*** DATA RECORDS

PR #227, opened 2026-04-16
[RSDK-13934] Decouple BLE lifecycle from WiFi provisioning

ale7714:
## Summary

BLE advertising and WiFi hotspot previously shared a single lifecycle — both started in `startProvisioning()` and stopped in `stopProvisioning()`, gated on the same timers (`OfflineBeforeStartingHotspotMinutes`, `UserIdleMinutes`). Those timers are calibrated for WiFi hotspot (costly to false-activate), but BLE advertising runs in parallel, disrupts nothing, and has no radio to reclaim. 

## Changes

- **`bleTracker` struct** couples BLE lifecycle state and the advertisement handle so they're always updated together. Three purpose-built methods enforce invariants at the mutation site:
  - `setStarting()` — transitions to `bleStarting`, no adv involvement
  - `setRunning()` — transitions to `bleRunning`, errors if adv is nil
  - `clearAndSetOff()` — stops adv, nils it, transitions to `bleOff`
  
  There is no way to reach `bleOff` without clearing the advertisement, and no way to reach `bleRunning` without one.
- **`bleLoop` goroutine** (1s tick) owns all BLE state. It runs a reconciler (`reconcileBluetooth`) that compares desired vs. actual state and calls the existing start/stop primitives. Characteristic values are pushed from `bleLoop`, not `mainLoop`.
- **`startProvisioning`/`stopProvisioning`** no longer touch BLE — WiFi hotspot only.
- **`noBT` sticky flag removed.** A single BlueZ failure previously disabled BLE for the entire process lifetime. Bounded exponential backoff (5s doubling to 10m) replaces it: transient failures self-heal, and once backoff reaches the cap retries stop with a log suggesting `disable_bt_provisioning` if the device lacks bluetooth.
- **`decideBleAction`** is a pure function (no receiver, no I/O) for testability.
- **Visible networks cache** prevents `getVisibleNetworks()` from being recomputed every bleLoop tick. `backgroundLoop` refreshes the cache after each scan.

## Future work

The reconciler currently polls on a 1s ticker. A natural next step would be replacing the ticker with an event-driven channel so that `mainLoop` (or any other goroutine) can signal `bleLoop` to re-evaluate immediately — e.g. when connectivity changes or config is updated — instead of waiting up to a second for the next tick. This PR doesn't prevent that: `bleLoop`'s `select` can swap `tick.C` for a channel receive with no changes to `bleTracker`, `decideBleAction`, or the reconciler itself. That's a larger refactor (it touches the mainLoop/backgroundLoop signaling too) so it's left for a follow-up.


cheukt:
i like the desired state behavior - will probably make it easier to reason about. changes all make sense too

ale7714:
@cheukt if directionally this makes sense, i'll start testing and request reviews again

cheukt:
ya I think so!

subsystems/networking/bluetooth_linux.go
```diff
@@ -17,31 +19,78 @@ const (
...
+const (
+	bleOff      bleState = iota // not started, or cleanly stopped
+	bleStarting                 // partial init in progress, Start() not yet succeeded
+	bleRunning                  // Start() succeeded, advertising
 )
 
-// startProvisioningBluetooth should only be called by 'StartProvisioning' (to ensure opMutex is acquired).
+// bleTracker couples BLE state and advertisement so they're always updated together.
+type bleTracker struct {
+	state atomic.Int32
```
abe-winter: maybe comment that this is a `bleState`

subsystems/networking/bluetooth_linux.go
```diff
@@ -17,31 +19,78 @@ const (
...
+	adv   *bluetooth.Advertisement // only accessed from bleLoop
+}
+
+func (bt *bleTracker) getState() bleState {
+	return bleState(bt.state.Load())
+}
+
+func (bt *bleTracker) setStarting() {
+	bt.state.Store(int32(bleStarting))
```
abe-winter, line 64: warn when transition from running to starting?

subsystems/networking/bluetooth_linux.go
```diff
@@ -54,35 +103,49 @@ func (n *Subsystem) startProvisioningBluetooth(ctx context.Context) error {
...
 	}
 
 	// Start advertising the bluetooth service.
-	if err := n.btAdv.Start(); err != nil {
+	if err := n.ble.adv.Start(); err != nil {
+		n.cleanupPartialBluetooth()
 		return fmt.Errorf("failed to start advertising: %w", err)
 	}
-	n.btHealthy = true
+	if err := n.ble.setRunning(); err != nil {
```
abe-winter: if Start and setRunning are always called together, should they be a single `n.ble.start()` call?

subsystems/networking/bluetooth_linux.go
```diff
@@ -54,35 +103,49 @@ func (n *Subsystem) startProvisioningBluetooth(ctx context.Context) error {
...
+		n.cleanupPartialBluetooth()
+		return err
+	}
 
 	n.logger.Info("Bluetooth provisioning started.")
 	return nil
 }
 
-// stop stops advertising a bluetooth service which (when enabled) accepts WiFi and Viam cloud config credentials.
+// cleanupPartialBluetooth is idempotent BLE teardown; transitions to bleOff.
```
abe-winter: idempotent in our codebase, but is this true on the system as well? (like can bluez get stuck? if yes do we need a 'stopping' state?)

subsystems/networking/bluetooth_linux.go
```diff
@@ -54,35 +103,49 @@ func (n *Subsystem) startProvisioningBluetooth(ctx context.Context) error {
...
+func (n *Subsystem) cleanupPartialBluetooth() {
+	n.ble.clearAndSetOff(n.logger)
+	if err := n.disablePairing(); err != nil {
+		n.logger.Warnw("error disabling BT pairing during rollback", "err", err)
+	}
+	if err := n.removeServices(); err != nil {
+		n.logger.Debugw("no gatt services to remove during rollback", "err", err)
```
abe-winter: are you sure this error will always be 'no gatt services'?

subsystems/networking/bluetooth_linux.go
```diff
@@ -54,35 +103,49 @@ func (n *Subsystem) startProvisioningBluetooth(ctx context.Context) error {
...
+	}
+}
+
+// stopProvisioningBluetooth stops BLE advertising and tears down the gatt service.
+// Must only be called from bleLoop.
 func (n *Subsystem) stopProvisioningBluetooth() error {
-	if n.btAdv == nil {
+	currentState := n.ble.getState()
+	if currentState == bleOff {
```
abe-winter: could use switch here; that allows us to lint for whether the enum is fully handled

subsystems/networking/bluetooth_linux.go
abe-winter, line 167: out of scope for your review, but at some point we should go through the codebase and clearly distinguish between ble + classic. 'bluetooth' by itself is ambiguous

subsystems/networking/bluetooth_loop_linux.go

******

Quote exactly the stretch of lines above that starts at the first one and ends at the line with "device lacks bluetooth.", and nothing beyond it.

PR #227, opened 2026-04-16
[RSDK-13934] Decouple BLE lifecycle from WiFi provisioning

ale7714:
## Summary

BLE advertising and WiFi hotspot previously shared a single lifecycle — both started in `startProvisioning()` and stopped in `stopProvisioning()`, gated on the same timers (`OfflineBeforeStartingHotspotMinutes`, `UserIdleMinutes`). Those timers are calibrated for WiFi hotspot (costly to false-activate), but BLE advertising runs in parallel, disrupts nothing, and has no radio to reclaim. 

## Changes

- **`bleTracker` struct** couples BLE lifecycle state and the advertisement handle so they're always updated together. Three purpose-built methods enforce invariants at the mutation site:
  - `setStarting()` — transitions to `bleStarting`, no adv involvement
  - `setRunning()` — transitions to `bleRunning`, errors if adv is nil
  - `clearAndSetOff()` — stops adv, nils it, transitions to `bleOff`
  
  There is no way to reach `bleOff` without clearing the advertisement, and no way to reach `bleRunning` without one.
- **`bleLoop` goroutine** (1s tick) owns all BLE state. It runs a reconciler (`reconcileBluetooth`) that compares desired vs. actual state and calls the existing start/stop primitives. Characteristic values are pushed from `bleLoop`, not `mainLoop`.
- **`startProvisioning`/`stopProvisioning`** no longer touch BLE — WiFi hotspot only.
- **`noBT` sticky flag removed.** A single BlueZ failure previously disabled BLE for the entire process lifetime. Bounded exponential backoff (5s doubling to 10m) replaces it: transient failures self-heal, and once backoff reaches the cap retries stop with a log suggesting `disable_bt_provisioning` if the device lacks bluetooth.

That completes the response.